Touting the long-term achievements of U.S. policy on southern border crossings, Johnson said DHS continues to work with state and local law enforcement as well as Central American governments to stem the flow and highlight a legal alternative to illegal crossings.

“I know there are many who loudly condemn our enforcement efforts as far too harsh, while there will be others who say these actions don’t go far enough,” he said. “I also recognize the reality of the pain that deportations do in fact cause. But, we must enforce the law consistent with our priorities. At all times, we endeavor to do this consistent with American values, and basic principles of decency, fairness, and humanity.”

Immigrants’ advocacy groups had been dreading the development. A blogger for the group America’s Voice on Dec. 24 called the coming raids “an extremely disturbing development – a plan that would deport young mothers and their children to places where rape, sexual abuse and murder are commonplace.”

America’s Voice founder Frank Sharry said, “This will be a political nightmare for the Democrats. The specter of raids picking up families and sending them back to violent countries is going to put Hillary Clinton in a difficult position. She’ll have to choose between protecting refugees from Central America, a demand of the Latino community, or standing with the law-and-order position of Obama and Republicans.”

Cecillia Wang, director of the American Civil Liberties Union's Immigrants' Rights Project, called the raids a “scare tactic” that Johnson is using to deport as many people as quickly as possible. “The administration is doubling down on a system that is rigged against these families. Many of these mothers and children had no lawyers because they could not afford them,” she said. “Without counsel, traumatized refugees don't understand what is happening in court and cannot get their legitimate asylum claims heard."

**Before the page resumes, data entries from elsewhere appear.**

PR #5354, opened 2023-05-24
Avoid allocating VLamAbs and VDelay sometimes

michaelpj:
See note in the code.

Pre-submit checklist:
- Branch
- PR
    - [ ] Self-reviewed the diff
    - [ ] Reviewer requested


michaelpj:
I'm surprised this is so bad, but it's certainly not an improvement. Even just doing it for lambdas seems to have marginal benefit, whereas I'd expected it to be moderate, since it should often fire when doing case analysis.

The Core looks like what I expect: stuff is inlined where I want it and we do avoid the allocation.

michaelpj:
Might be interesting to @effectfully but I think we probably don't want to do this atm.

PR #5356, opened 2023-05-24
[Builtins] [Evaluation] Retain 'cost' in a different way

effectfully:
Our current approach to creating thunks for individual `BuiltinRuntime`s and sharing them during evaluation turned out to have a flaw: it randomly duplicates `BuiltinRuntime`s for a few builtins (while doing the right thing for the majority of them).

For example, in the current Core we have this for `AddInteger` :

```
    AddInteger -> lvl366_sbwr4;
```

as well as this:

```
    AddInteger ->
      let! { __DEFAULT ~ <- lvl366_sbwr4 } in jump go5_i86oX ys_i86p3;
```

and both point to the same thunk, `lvl366_sbwr4`.

But for `IndexByteString` the two thunks are different, it's 

```
    IndexByteString -> lvl370_sbwBp;
```

vs

```
    IndexByteString ->
      let! { __DEFAULT ~ <- lvl367_sbx56 } in jump go5_i86oX ys_i86p3;
```

i.e. `lvl370_sbwBp` vs `lvl367_sbx56`. Both bindings have to point to the same implementation, but duplicating the implementation still results in extra noise and confusion as to why one of them even exists, if it gets forced and dropped on the floor immediately afterwards.

This isn't a big deal, since we don't get any wrong behavior from `BuiltinRuntime` duplication or any noticeable slowdown, but it still makes sense to fix the problem if there's a way. This PR implements an alternative approach, which looks like it results in the same `BuiltinRuntime` sharing while being both simpler and much more reliable.

### DIFF
--- a/plutus-core/plutus-core/src/PlutusCore/Builtin/Meaning.hs
+++ b/plutus-core/plutus-core/src/PlutusCore/Builtin/Meaning.hs
@@ -382,21 +382,10 @@ toBuiltinsRuntime
     => BuiltinVersion fun -> cost -> BuiltinsRuntime fun val
 toBuiltinsRuntime ver cost =
     let runtime = BuiltinsRuntime $ toBuiltinRuntime cost . inline toBuiltinMeaning ver
-        {-# INLINE runtime #-}
-       -- Force each 'BuiltinRuntime' to WHNF. Inlining 'force' manually, since it doesn't have an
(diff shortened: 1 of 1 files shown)


effectfully:
^ noise, which is great. Now let's try to remove the pragma to make that the pragma does help.

michaelpj (approved):

effectfully:
^ lies.

Ready for review.

michaelpj (approved):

But Marc Rosenblum, deputy director of the nonprofit Migration Policy Institute’s U.S. Immigration Policy Program, told Government Executive that the final version announced by Johnson “appears consistent with DHS enforcement priorities to the extent that it is focused on people who’ve exhausted their appeals. That would address some of the human rights concerns,” he said. “But human rights and immigration advocates would say there is still a question about the due process that families are subjected to in the first place.”

Many go through the process without legal counsel, Rosenblum noted. “So to a fair extent the current system supports that, but plenty of people will see it as not offering adequate protection to vulnerable populations.”

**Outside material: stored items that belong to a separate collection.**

PR #5360, opened 2023-05-25
Add `commuteConst` to simplifier pass.

thealmarty:
Doing this in PIR in case we want to do CSE in PIR.

Pre-submit checklist:
- Branch
- PR
    - [x] Self-reviewed the diff
    - [x] Reviewer requested

### DIFF
--- a/plutus-core/plutus-ir/src/PlutusIR/Transform/CommuteConst.hs
+++ b/plutus-core/plutus-ir/src/PlutusIR/Transform/CommuteConst.hs
@@ -33,25 +33,23 @@ the one that will benefit the most. Plutonomy only commutes `EqualsInteger`.
 -}
 
 commuteConstDefault ::
-    forall m tyname name uni a.
-    ( PLC.MonadQuote m
-    ) => Term tyname name uni PLC.DefaultFun a ->
-    m (Term tyname name uni PLC.DefaultFun a)
+    forall tyname name uni a.
+    Term tyname name uni PLC.DefaultFun a ->
+    Term tyname name uni PLC.DefaultFun a
 commuteConstDefault (Apply ann (Builtin annB PLC.EqualsInteger) (Apply ann1 x y@(Constant{}))) =
-    pure $ Apply ann (Builtin annB PLC.EqualsInteger) (Apply ann1 y x)
+    Apply ann (Builtin annB PLC.EqualsInteger) (Apply ann1 y x)
 commuteConstDefault (Apply ann (Builtin annB PLC.EqualsByteString) (Apply ann1 x y@(Constant{}))) =
-    pure $ Apply ann (Builtin annB PLC.EqualsByteString) (Apply ann1 y x)
+    Apply ann (Builtin annB PLC.EqualsByteString) (Apply ann1 y x)
 commuteConstDefault (Apply ann (Builtin annB PLC.EqualsString) (Apply ann1 x y@(Constant{}))) =
-    pure $ Apply ann (Builtin annB PLC.EqualsString) (Apply ann1 y x)
+    Apply ann (Builtin annB PLC.EqualsString) (Apply ann1 y x)
 commuteConstDefault (Apply ann (Builtin annB PLC.AddInteger) (Apply ann1 x y@(Constant{}))) =
-    pure $ Apply ann (Builtin annB PLC.AddInteger) (Apply ann1 y x)
+    Apply ann (Builtin annB PLC.AddInteger) (Apply ann1 y x)
 commuteConstDefault (Apply ann (Builtin annB PLC.MultiplyInteger) (Apply ann1 x y@(Constant{}))) =
-    pure $ Apply ann (Builtin annB PLC.MultiplyInteger) (Apply ann1 y x)
-commuteConstDefault tm = pure tm
+    Apply ann (Builtin annB PLC.MultiplyInteger) (Apply ann1 y x)
+commuteConstDefault tm = tm
 
-commuteConst :: forall m tyname name uni fun a.
-    ( PLC.MonadQuote m, Typeable fun
-    ) => Term tyname name uni fun a -> m (Term tyname name uni fun a)
+commuteConst :: forall tyname name uni fun a. Typeable fun =>
+    Term tyname name uni fun a -> Term tyname name uni fun a
 commuteConst = case eqT @fun @PLC.DefaultFun of
     Just Refl -> commuteConstDefault
-    Nothing   -> \x -> pure x
+    Nothing   -> id
--- a/plutus-core/plutus-ir/src/PlutusIR/Transform/CommuteConst.hs
+++ b/plutus-core/plutus-ir/src/PlutusIR/Transform/CommuteConst.hs
@@ -1,0 +1,57 @@
+{-# LANGUAGE GADTs            #-}
+{-# LANGUAGE TypeApplications #-}
+
+module PlutusIR.Transform.CommuteConst (commuteConst) where
+
+import Data.Typeable
+import PlutusCore qualified as PLC
+import PlutusIR
+
+{- | Commute such that constants are the first arguments. Consider:
+
+(1)    equalsInteger 1 x
+
+(2)    equalsInteger x 1
+
+We have unary application, so these are two partial applications:
+
+(1)    (equalsInteger 1) x
+
+(2)    (equalsInteger x) 1
+
+With (1), we can share the `equalsInteger 1` node, and it will be the same across any place where
+we do this.
+
+With (2), both the nodes here include x, which is a variable that will likely be different in other
+invocations of `equalsInteger`. So the second one is harder to share, which is worse for CSE.
+
+So commuting `equalsInteger` so that it has the constant first both a) makes various occurrences of
+`equalsInteger` more likely to look similar, and b) gives us a maximally-shareable node for CSE.
+
+This applies to any commutative builtin function, although we might expect that `equalsInteger` is
+the one that will benefit the most. Plutonomy only commutes `EqualsInteger`.
+-}
+
+commuteConstDefault ::
+    forall m tyname name uni a.
+    ( PLC.MonadQuote m
+    ) => Term tyname name uni PLC.DefaultFun a ->
+    m (Term tyname name uni PLC.DefaultFun a)
+commuteConstDefault (Apply ann (Builtin annB PLC.EqualsInteger) (Apply ann1 x y@(Constant{}))) =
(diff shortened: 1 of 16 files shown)


plutus-core/plutus-ir/src/PlutusIR/Transform/CommuteConst.hs
```diff
@@ -0,0 +1,57 @@
...
+    pure $ Apply ann (Builtin annB PLC.EqualsByteString) (Apply ann1 y x)
+commuteConstDefault (Apply ann (Builtin annB PLC.EqualsString) (Apply ann1 x y@(Constant{}))) =
+    pure $ Apply ann (Builtin annB PLC.EqualsString) (Apply ann1 y x)
+commuteConstDefault (Apply ann (Builtin annB PLC.AddInteger) (Apply ann1 x y@(Constant{}))) =
+    pure $ Apply ann (Builtin annB PLC.AddInteger) (Apply ann1 y x)
+commuteConstDefault (Apply ann (Builtin annB PLC.MultiplyInteger) (Apply ann1 x y@(Constant{}))) =
+    pure $ Apply ann (Builtin annB PLC.MultiplyInteger) (Apply ann1 y x)
+commuteConstDefault tm = pure tm
+
+commuteConst :: forall m tyname name uni fun a.
```
zliu41, line 52: `commuteConst` sounds weird to me - it's not the constants that commute, it's the functions that commute.

plutus-core/plutus-ir/src/PlutusIR/Transform/CommuteConst.hs
```diff
@@ -0,0 +1,57 @@
...
+This applies to any commutative builtin function, although we might expect that `equalsInteger` is
+the one that will benefit the most. Plutonomy only commutes `EqualsInteger`.
+-}
+
+commuteConstDefault ::
+    forall m tyname name uni a.
+    ( PLC.MonadQuote m
+    ) => Term tyname name uni PLC.DefaultFun a ->
+    m (Term tyname name uni PLC.DefaultFun a)
+commuteConstDefault (Apply ann (Builtin annB PLC.EqualsInteger) (Apply ann1 x y@(Constant{}))) =
```
zliu41, line 40: This is incorrect - you are pattern matching on `(==) (x y)`, but you should pattern match on `((==) x) y`. Please add some tests.

You can also simplify this by using a helper function `isCommutative :: DefaultFun -> Bool`.

I also suggest checking that `x` is not a constant. Otherwise you'd be switching `x` and `y` back and forth which doesn't make much sense.

zliu41 (changes requested):

plutus-core/plutus-ir/src/PlutusIR/Transform/CommuteConst.hs
thealmarty: Renamed to `commuteFunWithConst`. Feel free to suggest.

plutus-core/plutus-ir/test/recursion/factorial.golden
```diff
@@ -15,7 +15,7 @@
                   [
                     [
                       (force (builtin ifThenElse))
-                      [ [ (builtin equalsInteger) x_514 ] (con integer 0) ]
+                      [ [ (builtin equalsInteger) (con integer 0) ] x_514 ]
```
thealmarty, line 18: It's cool that it caught this but I'm not sure how. Looking at the code, I don't think that this test should have gone through the simplifier.

plutus-core/plutus-ir/src/PlutusIR/Transform/CommuteFnWithConst.hs
```diff
@@ -0,0 +1,130 @@
...
+
+commuteFnWithConst :: forall tyname name uni fun a. Typeable fun =>
+    Term tyname name uni fun a -> Term tyname name uni fun a
+commuteFnWithConst = case eqT @fun @DefaultFun of
+    Just Refl -> commuteDefaultFun
+    Nothing   -> id
+
+-- | Returns whether a `DefaultFun` is commutative with `Constant`'s as arguments. Not using
+-- catchall to make sure that this function catches newly added `DefaultFun`.
+isCommutativeWithConstant :: DefaultFun -> Bool
```
thealmarty, line 66: I could see an argument to just filter for commutative functions, and let the `isConstant` function filter out the non-constants. Lmk which you think is cleaner.

michaelpj: I don't understand what it's currently saying. What does it meant to be "commutative with constants as arguments"? Either the function is commutative or it isn't :thinking: So... yeah, I'd just have an `isCommutative` function.

plutus-core/plutus-ir/src/PlutusIR/Transform/CommuteFnWithConst.hs
```diff
@@ -0,0 +1,130 @@
...
+isCommutativeWithConstant = \case
+  AddInteger                      -> False
```
michaelpj, line 68:
```suggestion
  AddInteger                      -> True
```

plutus-core/plutus-ir/src/PlutusIR/Transform/CommuteFnWithConst.hs
```diff
@@ -0,0 +1,130 @@
...
+  MapData                         -> False
+  ListData                        -> False
+  IData                           -> False
+  BData                           -> False
+  UnConstrData                    -> False
+  UnMapData                       -> False
+  UnListData                      -> False
+  UnIData                         -> False
+  UnBData                         -> False
+  EqualsData                      -> False -- doesn't take constant
```
michaelpj, line 126: I don't understand what you're saying here. It does take constants. And it is commutative.

plutus-core/plutus-ir/src/PlutusIR/Transform/CommuteFnWithConst.hs
```diff
@@ -0,0 +1,130 @@
...
+  SerialiseData                   -> False
+  MkPairData                      -> False
+  MkNilData                       -> False
+  MkNilPairData                   -> False
```
michaelpj, line 130: I'm unsure, but I think given we're listing some exceptions, this could reasonably have a `_ -> False` case.

plutus-core/plutus-ir/src/PlutusIR/Transform/CommuteFnWithConst.hs
```diff
@@ -0,0 +1,130 @@
...
+  , commuteDefaultFun)
+  where
+
+import Control.Lens (over)
+import Data.Typeable (Typeable, eqT)
+import PlutusCore.Default
+import PlutusIR.Core.Plated (termSubterms)
+import PlutusIR.Core.Type (Term (Apply, Builtin, Constant))
+
+{- | Commute such that constants are the first arguments. Consider:
```
michaelpj, line 16: This doc comment attaches to `isConstant`, which I suspect isn't what you wanted. Do you want to put it as the module haddock?

plutus-core/plutus-ir/src/PlutusIR/Transform/CommuteFnWithConst.hs
```diff
@@ -0,0 +1,130 @@
...
+isConstant _          = False
+
+commuteDefaultFun ::
+    forall tyname name uni a.
+    Term tyname name uni DefaultFun a ->
+    Term tyname name uni DefaultFun a
+commuteDefaultFun = over termSubterms commuteDefaultFun . localCommute
+  where
+    localCommute tm@(Apply ann (Apply ann1 (Builtin annB fun) x) y) =
+      case (isCommutativeWithConstant fun, isConstant x, isConstant y) of
```
michaelpj, line 53: Use guards!

michaelpj: And for the constraint on `y` you can just inline the pattern into the one on the line above.

plutus-core/plutus-ir/src/PlutusIR/Transform/CommuteFnWithConst.hs
```diff
@@ -0,0 +1,130 @@
...
+        (True, False, True) -> Apply ann (Apply ann1 (Builtin annB fun) y) x
+        _                   -> tm
+    localCommute tm = tm
+
+commuteFnWithConst :: forall tyname name uni fun a. Typeable fun =>
+    Term tyname name uni fun a -> Term tyname name uni fun a
+commuteFnWithConst = case eqT @fun @DefaultFun of
```
michaelpj, line 60: I thought we decided we were going to take it as a parameter like `InlineHints`?

michaelpj: I don't love this at all: it just means it can't work for anything except `DefaultFun`.

plutus-core/plutus-ir/src/PlutusIR/Transform/CommuteFnWithConst.hs
zliu41: Yeah, this function is already `isCommutative`.

plutus-core/plutus-ir/src/PlutusIR/Transform/CommuteFnWithConst.hs
thealmarty: What I'm trying to do is to force us to add a case here whenever we add a new `DefaultFun`. Otherwise, any new builtins will just be false, because we're unlikely to remember this unless the compiler reminds us. Of course, not remembering is not the end of the world because we just won't commute, but I think it makes sense to add any upcoming commutative functions in here.

plutus-core/plutus-ir/src/PlutusIR/Transform/CommuteFnWithConst.hs
thealmarty: Yeah it's in this [PR](https://github.com/input-output-hk/plutus/pull/5337/files#r1199188364) too. Although I guess that's not merged. I'm fine with either way really. I have more preference for things to work similarly in the same code base. So it comes down to whether you want to change your #5337 Ziyang!

plutus-core/plutus-ir/src/PlutusIR/Transform/CommuteFnWithConst.hs
thealmarty: I guess I just thought in my head that `Data` isn't a "real" constant because anything can be in it.

zliu41 (approved):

The largest U.S. Spanish newspaper, La Opinion, complained that mothers and children are now viewed by ICE as the same priority as drug traffickers. “The main motivation for the operative at this moment is to discourage a new wave of migrants coming in from El Salvador, Honduras and Guatemala who risk their lives crossing through Mexico to reach the U.S,” it editorialized. “Dissuasion methods like this do not work, especially in this particular case, as this migration is not primarily economic but resembles more that of refugees escaping in order to survive.”

To top it off,” La Opinion continued, “we are forced to listen to Donald Trump’s cackling, taking credit for this action citing his odious criticism of immigration. It is possible to imagine that the priority of a government led by this millionaire would be to deport mothers and children, but it is unacceptable to see it happening now. These raids must be suspended immediately!”

All three Democratic presidential candidates last week expressed reservations about the reported plan.